DATA FOR PROCESSING:

Issue #362, opened 2020-03-19
Support Dynamic Badges - Discord


donavanbecker:
Like Shields.io did here - https://shields.io/category/chat

amio:
Looks like two more live badges to go, discourse and matrix.

donavanbecker:
Can you do discord too?

amio:
Nice to have, let's put it on the list. PR's welcome 🤗

SuperSandro2000:
I would like to additionally request mastodon.

donavanbecker:
[shields.io - discord](https://github.com/badges/shields/tree/fcf6678a127c9679b0d68284b860181c2580fe26/services/discord)

amio:
Many thanks to @vladimyr !

donavanbecker:
So awesome!!

PR #396, opened 2020-05-20
Add Mastodon/Pleroma support

vladimyr:
Fetch followers for a given user from the default (mastodon.social) or custom Mastodon/Pleroma instance.

This adds a new handler:
```
/mastodon/follow/:userId/:instance?
```

## Preview

image

As proposed here: https://github.com/badgen/badgen.net/issues/362#issuecomment-615880134

### DIFF
--- a/api/mastodon.ts
+++ b/api/mastodon.ts
@@ -1,0 +1,26 @@
+import got from '../libs/got'
+import { millify } from '../libs/utils'
+import { createBadgenHandler, PathArgs } from '../libs/create-badgen-handler'
+
+export default createBadgenHandler({
+  title: 'Mastodon/Pleroma',
+  examples: {
+    '/mastodon/follow/1': 'followers count (mastodon.social)',
+    '/mastodon/follow/1/mas.to': 'followers count (custom Mastodon instance)',
+    '/mastodon/follow/1/pleroma.site': 'followers count (custom Pleroma instance)',
+  },
+  handlers: {
+    '/mastodon/follow/:userId/:instance?': handler
+  }
+})
+
+async function handler ({ userId, instance = 'mastodon.social' }: PathArgs) {
+  const prefixUrl = `https://${instance}/api/v1/`
+  const info = await got(`accounts/${userId}`, { prefixUrl }).json<any>()
+
+  return {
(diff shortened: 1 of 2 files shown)


api/mastodon.ts
```diff
@@ -0,0 +1,26 @@
...
+    '/mastodon/follow/:userId/:instance?': handler
+  }
+})
+
+async function handler ({ userId, instance = 'mastodon.social' }: PathArgs) {
+  const prefixUrl = `https://${instance}/api/v1/`
+  const info = await got(`accounts/${userId}`, { prefixUrl }).json<any>()
+
+  return {
+    subject: `follow @${info.username}@${instance}`,
```
amio, line 22: Two `@` looks a bit duplicate, maybe remove the first one?
```suggestion
    subject: `follow ${info.username}@${instance}`,
```

api/mastodon.ts
```diff
@@ -0,0 +1,26 @@
+import got from '../libs/got'
+import { millify } from '../libs/utils'
+import { createBadgenHandler, PathArgs } from '../libs/create-badgen-handler'
+
+export default createBadgenHandler({
+  title: 'Mastodon/Pleroma',
+  examples: {
+    '/mastodon/follow/1': 'followers count (mastodon.social)',
+    '/mastodon/follow/1/mas.to': 'followers count (custom Mastodon instance)',
+    '/mastodon/follow/1/pleroma.site': 'followers count (custom Pleroma instance)',
```
amio, line 10: It would be nice to make the description shorter, avoid that overflow in screenshot :)

api/mastodon.ts
vladimyr: I agree but that is a convention in Mastodon world:



https://mastodon.social/@Gargron

api/mastodon.ts
vladimyr: image

Better? 👨‍🎨

amio: Looks nice!

api/mastodon.ts
amio: Yea, let's go with convention 👍

amio:
Thanks! @vladimyr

PROBLEM DESCRIPTION: Find the word "username" in the data and show each line that holds it.

SOLUTION TO THIS PROBLEM:
+    subject: `follow @${info.username}@${instance}`,
    subject: `follow ${info.username}@${instance}`,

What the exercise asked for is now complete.